These great changes were not effected in a moment by the application of arbitrary power. Every step was taken according to the laws of infinite wisdom, and with the most tender regard for every member of that great company, the evil as well as the good. The whole book of Revelation is employed in describing, in prophetic symbols, the preparation for the Judgment, the manner in which it was executed, and the creation of the new heavens and the new earth. Some of the scenes which are described in that book literally took place in the spiritual world. Indeed, it was distinctly said to John, "Come up hither, and I will show thee things which must be hereafter" (Rev. iv. 1). The great cosmic commotions and changes which are attributed to the Second Coming were effected there. There were great earthquakes, "the sun became black as sackcloth of hair, and the moon became as blood; and the stars fell unto the earth, even as a fig-tree casteth her untimely figs, when she is shaken of a mighty wind. And the heaven departed as a scroll when it is rolled together; and every mountain and island were moved out of their places. And the kings of the earth, and the great men, and the rich men. and the chief captains, and the mighty men, and every bondman, and every free man, hid them selves in the dens and in the rocks of the mountains; and said to the mountains and rocks, Fall on us, and hide us from the face of Him that sitteth on the throne, and from the wrath of the Lamb: for the great day of His wrath is come; and who shall be able to stand?" As the objective world, in a spiritual state of being, is created by the states of life of the people, it would change as their states changed. Any great spiritual commotion would cause earthquakes, and changes in the visible heavens. When the inhabitants fled, the earth and the heavens would depart, for they are but the shadow of the substantial thoughts and affections which exist in the mind. The people who had claimed office and honor in the Church, and had professed affection for the Lord and the neighbor, but who were hypocrites, could not bear the approach of the Lord and the holy angels. The power of His love and wisdom would be intolerable to them. Their minds would be filled with terror. It would be a day of torment to them; it would be the overthrow of all their power, the unmasking of their true characters, and the destruction of all their hopes.

So the Age was consummated both in this world and in the other. The World of Spirits was cleared of the vast multitude which had gathered there during many generations, and they went where the attractions of their characters would take them, and they joined those who were of a like nature with themselves.

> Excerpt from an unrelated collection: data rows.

PR #873, opened 2024-10-21
ETOPO2022 dataset artifact

akshaysridhar:
## Purpose 
Adds ETOPO2022 https://www.ncei.noaa.gov/products/etopo-global-relief-model datasets to ClimaLand (ice-surface and bedrock). 60arc-second information resolution is lazily downloaded by default. 

----

### DIFF
--- a/Artifacts.toml
+++ b/Artifacts.toml
@@ -120,3 +120,24 @@ git-tree-sha1 = "1e77fc84a027da43f1bf6ebe0a53849595a2be22"
     [[era5_lai_covers.download]]
     sha256 = "0331e3a2fc2cb53b0f1d9c5a84f49989da0b506258edc229da161e9ca4a61457"
     url = "https://caltech.box.com/shared/static/uzuzk5wh8r9q477jbrusfg1sr0ytzem9.gz"
+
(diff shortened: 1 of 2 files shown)


experiments/long_runs/land.jl
```diff
@@ -57,6 +57,10 @@ diagnostics_outdir = joinpath(root_path, "global_diagnostics")
 outdir =
     ClimaUtilities.OutputPathGenerator.generate_output_path(diagnostics_outdir)
 
+function mask_land_tendencies(Yₜ, land_mask)
```
kmdeck, line 60: just a note that we should not need this, since @sriharshakandala is adding the option of a mask directly to the ClimaCore space.

akshaysridhar: @kmdeck Indeed! This is simply to test your code with the best available dataset from the ETOPO2022 archives. You already have the required function in the code actually - the `ocean_mask_values` blocks

akshaysridhar:
@kmdeck This just updates the `Artifacts` helpers; we can trigger a custom longrun test with the new dataset following this PR

kmdeck (approved):

PR #863, opened 2024-10-18
Spatially varying clumping index

Espeer5:
## Purpose 

This PR makes the foliage clumping index of the radiative transfer model vary spatially, and uses clumping index data derived from MODIS to drive the global run.

The related PR from ClimaArtifacts is found [here](https://github.com/CliMA/ClimaArtifacts/pull/52)

## To-do

 - [x] Link related PR from ClimaArtifacts here
 - [ ] Pass all tests and check output plots

## Content

- Clumping index parameter of radiative transfer model can take in a field
- The various global runs load clumping index from a new ClimaArtifact containing MODIS clumping index data at the correct resolution

----
- [x] I have read and checked the items on the review checklist.

PR #881, opened 2024-10-23
Basic clumping index patch to fix NANs

Espeer5:
## Purpose 

This PR will patch the NANs introduced into the long runs by #863 

## To-do

- [ ] Verify cause and solution of NANs
- [ ] Change CI to 1 based on LAI rather than across globe

## Content

Fixes clumping index values to 1.0 wherever they were previously NAN to avoid carrying NANs into global runs.

----


Espeer5:
(whoops -this was a duplicate)

PR #886, opened 2024-10-24
Fixes a couple issues in run_fluxnet, ozark_pft uses diagnostics

kmdeck:
## Purpose 
Adds back in soil water content and temperature plots
Makes ozark_pft.jl use diagnostics (since it should produce the same plots/etc as run_fluxnet at US-MOz, but just with different parameters)
Removes saving callback completely from run_fluxnet

## Content

----

### DIFF
--- a/.gitignore
+++ b/.gitignore
@@ -4,6 +4,8 @@
 *#
 *html
 *~
+experiments/integrated/fluxnet/out/*
+experiments/integrated/fluxnet/US-*/out/*
 *.nc
 *.png
 *.mp4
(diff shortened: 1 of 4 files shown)


AlexisRenchon (approved):
It looks great, thank you for fixing the plots and adding diagnostics to the pft experiments! 

I think currently there is no plots saved in buildkite artifacts for the pft experiments, I am not sure if it is intended? 

I think it is because the file path is different from before https://github.com/CliMA/ClimaLand.jl/blob/main/.buildkite/pipeline.yml#L99

PR #888, opened 2024-10-25
Tr/fix logo i

### LINKED ISSUE #803: Fix ClimaLand logo
ClimaLand logo from the readme doesn't always render properly, could be browser or OS or... not sure. 

image

imreddyTeja:
## Purpose 
The logo previously had a little bit of white showing over the "I" in Clima and was quite large in the readme.
I do not know why, but the svg has a rectangle there. This removes that rectangle. 
Old: 
Screenshot 2024-10-25 at 10 32 10 AM
New: 
Screenshot 2024-10-25 at 10 37 24 AM

The rectangle was only visible when rendered in certain ways. For example, viewing the svg directly in Firefox does not show it and viewing it in an html file does not show it. When viewed through a markdown file, using html or the normal method of inserting images, the white rectangle is visible. 

closes #803

## Content
- remove rectangle from both .svg files
- scale down logo (please suggest a better looking size if you have one)

----


AlexisRenchon (approved):

Sbozzolo (approved):
Amazing, thanks!

PR #889, opened 2024-10-25
Tr/fix no docs found and undefined bindings

### LINKED ISSUE #848: Docs have many missing docstrings
The documentation has many of the yellow alert boxes for missing docstrings.

When generating the docs, there are multiple undefined binding warnings and no docs found warnings.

But this event, grand and important as it was in itself and in its bearings upon those who were personally affected by it, is still more important in its effects upon the inhabitants of the earth. The Judgment was only one of the collateral effects of the Second Coming. It consisted essentially in removing the obstacles and preparing the way for the Lord's Coming to us in the power and glory of spiritual truth. But to see this clearly, we must understand how the people who are in the intermediate state stand related to the inhabitants of this world.

It is, as we have seen, the first state upon which people enter after their resurrection, and, consequently, it is but slightly removed from their spiritual condition before their resurrection. The inhabitants of the World of Spirits are, therefore, near to us. They are only one step removed from us. In one way, and in an important sense, they stand between us and the Lord as He seeks to come to us through heaven by the instrumentality of the angels. They are intermediates between us and Him, and the angels, and according to their character they transmit, or they obstruct and pervert, the light of the Divine truth and the life of the Divine love in its transmission to people on the earth. Their minds are in intimate contact with our minds, and their influence inflames our passions, or quickens our love for goodness and truth, darkens or clarifies our understanding, according to its quality. Our minds are penetrated and imbued with their life. When that is evil and their sphere powerful, we are hurried away in the currents of their influence into evil and error. They form the spiritual atmosphere we breathe, the light in which we see, and the spiritual climate in which we live. Their influence is, therefore, constant, though imperceptible, and when evil, it perverts our affections, darkens our understandings, and poisons the very springs of life.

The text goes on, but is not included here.